• **Provided records**
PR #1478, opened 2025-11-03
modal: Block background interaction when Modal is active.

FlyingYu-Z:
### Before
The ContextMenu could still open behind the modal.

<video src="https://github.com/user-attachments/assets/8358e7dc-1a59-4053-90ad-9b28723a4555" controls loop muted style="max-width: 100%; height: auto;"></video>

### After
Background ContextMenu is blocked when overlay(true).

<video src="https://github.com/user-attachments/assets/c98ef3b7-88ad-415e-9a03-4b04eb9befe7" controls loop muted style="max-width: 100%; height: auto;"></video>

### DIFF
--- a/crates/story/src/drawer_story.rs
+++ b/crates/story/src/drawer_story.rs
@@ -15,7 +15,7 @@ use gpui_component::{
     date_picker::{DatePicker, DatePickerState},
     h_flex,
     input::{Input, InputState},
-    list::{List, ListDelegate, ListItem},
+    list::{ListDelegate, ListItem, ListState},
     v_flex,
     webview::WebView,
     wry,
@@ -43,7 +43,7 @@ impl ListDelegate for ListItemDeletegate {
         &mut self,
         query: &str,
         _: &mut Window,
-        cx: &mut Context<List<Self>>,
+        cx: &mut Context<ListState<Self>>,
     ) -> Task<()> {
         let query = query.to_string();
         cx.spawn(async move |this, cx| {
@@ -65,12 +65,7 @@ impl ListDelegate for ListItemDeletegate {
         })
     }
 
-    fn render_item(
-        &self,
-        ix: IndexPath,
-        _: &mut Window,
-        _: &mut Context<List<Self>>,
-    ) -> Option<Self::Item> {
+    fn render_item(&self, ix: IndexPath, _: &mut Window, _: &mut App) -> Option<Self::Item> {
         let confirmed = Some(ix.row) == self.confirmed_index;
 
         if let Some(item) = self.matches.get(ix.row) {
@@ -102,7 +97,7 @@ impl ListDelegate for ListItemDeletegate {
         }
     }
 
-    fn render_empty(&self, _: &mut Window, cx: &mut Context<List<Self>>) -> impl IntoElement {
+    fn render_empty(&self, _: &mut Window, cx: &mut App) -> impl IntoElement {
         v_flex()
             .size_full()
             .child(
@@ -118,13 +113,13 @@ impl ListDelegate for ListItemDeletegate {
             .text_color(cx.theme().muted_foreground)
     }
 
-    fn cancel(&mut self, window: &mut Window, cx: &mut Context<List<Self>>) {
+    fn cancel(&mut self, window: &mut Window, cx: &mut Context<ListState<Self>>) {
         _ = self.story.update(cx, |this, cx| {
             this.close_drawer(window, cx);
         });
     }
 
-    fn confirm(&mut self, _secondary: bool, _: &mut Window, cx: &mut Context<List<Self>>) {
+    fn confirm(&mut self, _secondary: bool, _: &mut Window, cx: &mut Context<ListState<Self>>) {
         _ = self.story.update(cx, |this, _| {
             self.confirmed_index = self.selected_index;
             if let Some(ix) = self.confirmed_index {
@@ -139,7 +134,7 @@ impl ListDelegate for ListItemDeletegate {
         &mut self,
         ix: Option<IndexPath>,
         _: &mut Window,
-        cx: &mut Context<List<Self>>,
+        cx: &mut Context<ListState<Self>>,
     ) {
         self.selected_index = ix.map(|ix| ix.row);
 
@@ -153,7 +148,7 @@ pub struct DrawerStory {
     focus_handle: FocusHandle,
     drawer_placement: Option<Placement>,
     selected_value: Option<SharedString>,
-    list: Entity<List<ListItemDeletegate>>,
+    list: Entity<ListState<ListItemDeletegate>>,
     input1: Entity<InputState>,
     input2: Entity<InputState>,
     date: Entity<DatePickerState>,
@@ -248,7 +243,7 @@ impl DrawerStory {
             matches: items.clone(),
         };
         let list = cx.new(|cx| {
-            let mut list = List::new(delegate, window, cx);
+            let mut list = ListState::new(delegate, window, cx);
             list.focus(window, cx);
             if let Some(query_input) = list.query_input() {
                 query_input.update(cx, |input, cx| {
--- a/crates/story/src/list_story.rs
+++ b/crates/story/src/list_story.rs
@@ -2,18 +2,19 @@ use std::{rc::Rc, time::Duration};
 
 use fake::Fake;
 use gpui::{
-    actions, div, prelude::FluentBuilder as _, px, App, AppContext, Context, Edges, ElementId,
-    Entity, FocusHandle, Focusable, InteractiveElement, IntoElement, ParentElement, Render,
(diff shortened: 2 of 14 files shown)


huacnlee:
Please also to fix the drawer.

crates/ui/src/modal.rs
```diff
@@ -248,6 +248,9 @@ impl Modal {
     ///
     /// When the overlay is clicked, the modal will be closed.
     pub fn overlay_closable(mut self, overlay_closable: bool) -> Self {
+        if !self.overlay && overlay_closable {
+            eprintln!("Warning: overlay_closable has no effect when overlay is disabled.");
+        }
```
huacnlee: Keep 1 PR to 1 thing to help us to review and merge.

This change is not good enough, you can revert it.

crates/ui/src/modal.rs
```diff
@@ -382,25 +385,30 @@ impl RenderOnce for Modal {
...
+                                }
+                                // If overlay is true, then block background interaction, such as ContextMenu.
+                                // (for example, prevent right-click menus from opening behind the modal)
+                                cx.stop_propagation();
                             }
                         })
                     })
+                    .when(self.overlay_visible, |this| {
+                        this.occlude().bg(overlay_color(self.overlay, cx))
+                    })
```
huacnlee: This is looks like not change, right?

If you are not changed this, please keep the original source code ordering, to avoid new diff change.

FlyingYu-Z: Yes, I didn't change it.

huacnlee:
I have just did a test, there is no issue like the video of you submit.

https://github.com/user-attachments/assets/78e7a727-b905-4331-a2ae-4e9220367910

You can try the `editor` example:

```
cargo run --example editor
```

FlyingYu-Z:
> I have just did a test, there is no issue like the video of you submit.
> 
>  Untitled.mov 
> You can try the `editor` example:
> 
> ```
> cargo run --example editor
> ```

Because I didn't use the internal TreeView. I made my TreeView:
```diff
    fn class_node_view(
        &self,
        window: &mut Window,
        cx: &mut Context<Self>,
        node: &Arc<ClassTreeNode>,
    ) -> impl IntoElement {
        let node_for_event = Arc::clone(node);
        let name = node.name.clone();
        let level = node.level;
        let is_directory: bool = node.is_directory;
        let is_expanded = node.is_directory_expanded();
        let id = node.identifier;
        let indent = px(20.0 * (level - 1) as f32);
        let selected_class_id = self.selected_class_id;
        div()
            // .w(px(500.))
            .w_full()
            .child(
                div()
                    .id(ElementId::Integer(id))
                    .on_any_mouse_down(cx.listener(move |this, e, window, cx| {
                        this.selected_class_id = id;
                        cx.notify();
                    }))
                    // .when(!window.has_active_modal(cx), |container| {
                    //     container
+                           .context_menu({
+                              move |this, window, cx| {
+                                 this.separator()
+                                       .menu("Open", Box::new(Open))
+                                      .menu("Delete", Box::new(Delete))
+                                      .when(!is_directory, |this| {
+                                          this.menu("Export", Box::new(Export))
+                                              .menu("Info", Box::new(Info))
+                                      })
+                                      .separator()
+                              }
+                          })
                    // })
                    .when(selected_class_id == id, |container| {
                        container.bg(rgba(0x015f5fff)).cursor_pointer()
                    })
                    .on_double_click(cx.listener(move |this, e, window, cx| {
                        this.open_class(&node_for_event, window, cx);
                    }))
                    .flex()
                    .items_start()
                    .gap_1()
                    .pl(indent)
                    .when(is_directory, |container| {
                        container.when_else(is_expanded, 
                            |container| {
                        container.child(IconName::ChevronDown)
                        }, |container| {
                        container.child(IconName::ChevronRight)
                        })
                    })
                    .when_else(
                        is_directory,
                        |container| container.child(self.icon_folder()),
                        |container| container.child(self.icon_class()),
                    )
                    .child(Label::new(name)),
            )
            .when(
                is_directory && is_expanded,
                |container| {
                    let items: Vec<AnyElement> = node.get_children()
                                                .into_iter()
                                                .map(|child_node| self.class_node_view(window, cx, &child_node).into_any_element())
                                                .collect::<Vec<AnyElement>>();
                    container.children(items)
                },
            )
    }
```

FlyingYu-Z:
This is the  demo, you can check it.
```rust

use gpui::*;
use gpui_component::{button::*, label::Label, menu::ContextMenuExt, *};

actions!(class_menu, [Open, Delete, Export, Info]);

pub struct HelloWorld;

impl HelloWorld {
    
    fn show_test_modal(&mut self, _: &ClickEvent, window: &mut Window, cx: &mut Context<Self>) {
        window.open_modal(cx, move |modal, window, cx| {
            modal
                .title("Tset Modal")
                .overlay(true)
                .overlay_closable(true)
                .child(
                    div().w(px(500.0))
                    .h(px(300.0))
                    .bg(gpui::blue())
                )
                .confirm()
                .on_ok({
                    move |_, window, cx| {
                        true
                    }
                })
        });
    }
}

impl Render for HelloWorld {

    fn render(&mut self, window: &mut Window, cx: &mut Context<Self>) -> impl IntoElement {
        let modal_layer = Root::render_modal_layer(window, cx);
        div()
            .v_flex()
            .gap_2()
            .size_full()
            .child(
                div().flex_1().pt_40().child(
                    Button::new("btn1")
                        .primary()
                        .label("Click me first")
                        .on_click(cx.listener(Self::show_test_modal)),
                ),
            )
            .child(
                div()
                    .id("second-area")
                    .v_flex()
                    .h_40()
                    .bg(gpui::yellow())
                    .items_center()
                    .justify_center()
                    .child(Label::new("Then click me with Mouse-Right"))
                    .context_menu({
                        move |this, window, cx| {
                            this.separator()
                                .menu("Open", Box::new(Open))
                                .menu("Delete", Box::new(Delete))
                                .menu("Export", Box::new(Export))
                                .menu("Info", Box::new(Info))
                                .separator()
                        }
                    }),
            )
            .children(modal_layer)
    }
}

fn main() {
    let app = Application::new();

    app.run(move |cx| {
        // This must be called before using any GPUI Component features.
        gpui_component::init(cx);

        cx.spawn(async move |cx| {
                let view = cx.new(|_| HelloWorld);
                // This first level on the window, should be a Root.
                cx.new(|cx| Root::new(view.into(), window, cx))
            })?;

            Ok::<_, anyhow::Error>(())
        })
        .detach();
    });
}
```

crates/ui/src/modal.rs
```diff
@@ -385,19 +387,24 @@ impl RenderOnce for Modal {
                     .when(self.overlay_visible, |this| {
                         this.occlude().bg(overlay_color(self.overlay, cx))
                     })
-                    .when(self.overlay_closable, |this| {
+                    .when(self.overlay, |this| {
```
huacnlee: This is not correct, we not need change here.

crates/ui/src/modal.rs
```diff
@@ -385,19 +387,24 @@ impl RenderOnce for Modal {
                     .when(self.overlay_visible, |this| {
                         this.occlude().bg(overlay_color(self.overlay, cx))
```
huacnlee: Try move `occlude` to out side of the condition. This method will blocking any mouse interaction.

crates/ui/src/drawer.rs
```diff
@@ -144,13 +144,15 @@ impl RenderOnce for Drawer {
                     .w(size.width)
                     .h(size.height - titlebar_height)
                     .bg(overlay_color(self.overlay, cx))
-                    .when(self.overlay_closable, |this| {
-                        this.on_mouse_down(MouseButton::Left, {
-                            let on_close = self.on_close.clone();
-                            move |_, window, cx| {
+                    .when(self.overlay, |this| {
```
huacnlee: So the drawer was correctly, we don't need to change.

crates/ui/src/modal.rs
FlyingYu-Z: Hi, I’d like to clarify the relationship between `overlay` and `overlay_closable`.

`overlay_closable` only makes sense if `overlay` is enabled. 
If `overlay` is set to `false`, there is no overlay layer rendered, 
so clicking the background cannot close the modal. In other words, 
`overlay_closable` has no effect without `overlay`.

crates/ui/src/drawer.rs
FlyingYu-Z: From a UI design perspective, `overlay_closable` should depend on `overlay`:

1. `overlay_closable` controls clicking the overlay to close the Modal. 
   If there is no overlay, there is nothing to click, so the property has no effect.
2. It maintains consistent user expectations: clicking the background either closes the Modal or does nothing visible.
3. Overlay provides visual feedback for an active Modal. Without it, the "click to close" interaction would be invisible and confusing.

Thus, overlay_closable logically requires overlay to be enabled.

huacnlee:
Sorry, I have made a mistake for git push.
...
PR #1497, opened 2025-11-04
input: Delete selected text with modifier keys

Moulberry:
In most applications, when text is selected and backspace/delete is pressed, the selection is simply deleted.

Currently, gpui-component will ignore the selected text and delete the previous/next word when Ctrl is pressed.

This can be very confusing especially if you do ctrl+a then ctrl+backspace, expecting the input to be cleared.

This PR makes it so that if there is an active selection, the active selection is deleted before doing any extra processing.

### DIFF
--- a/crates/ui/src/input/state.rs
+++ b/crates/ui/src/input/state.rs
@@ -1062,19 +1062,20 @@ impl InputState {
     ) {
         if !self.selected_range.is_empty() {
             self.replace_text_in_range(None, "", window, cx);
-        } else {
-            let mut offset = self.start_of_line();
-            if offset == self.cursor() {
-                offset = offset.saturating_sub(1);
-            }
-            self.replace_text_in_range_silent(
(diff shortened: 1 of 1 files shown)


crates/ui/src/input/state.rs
--
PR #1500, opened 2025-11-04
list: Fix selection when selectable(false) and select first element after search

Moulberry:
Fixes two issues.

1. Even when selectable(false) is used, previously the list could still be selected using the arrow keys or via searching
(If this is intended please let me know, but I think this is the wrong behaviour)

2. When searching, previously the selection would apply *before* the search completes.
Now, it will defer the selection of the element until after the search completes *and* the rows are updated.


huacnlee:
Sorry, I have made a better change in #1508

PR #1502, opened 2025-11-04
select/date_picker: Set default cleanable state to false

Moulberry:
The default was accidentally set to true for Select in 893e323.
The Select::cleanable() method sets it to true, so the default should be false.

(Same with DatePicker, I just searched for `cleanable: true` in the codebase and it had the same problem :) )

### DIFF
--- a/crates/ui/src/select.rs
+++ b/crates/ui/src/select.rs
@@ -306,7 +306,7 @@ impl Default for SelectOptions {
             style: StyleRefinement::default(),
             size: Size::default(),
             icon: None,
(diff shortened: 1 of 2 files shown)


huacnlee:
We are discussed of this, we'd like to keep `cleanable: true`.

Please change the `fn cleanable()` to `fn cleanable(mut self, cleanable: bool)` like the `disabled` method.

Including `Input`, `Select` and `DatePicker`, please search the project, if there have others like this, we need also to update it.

• **Exercise description**
The answer must consist of each line from the data that includes the string "spawn".

• **Output**
         cx.spawn(async move |this, cx| {
        cx.spawn(async move |cx| {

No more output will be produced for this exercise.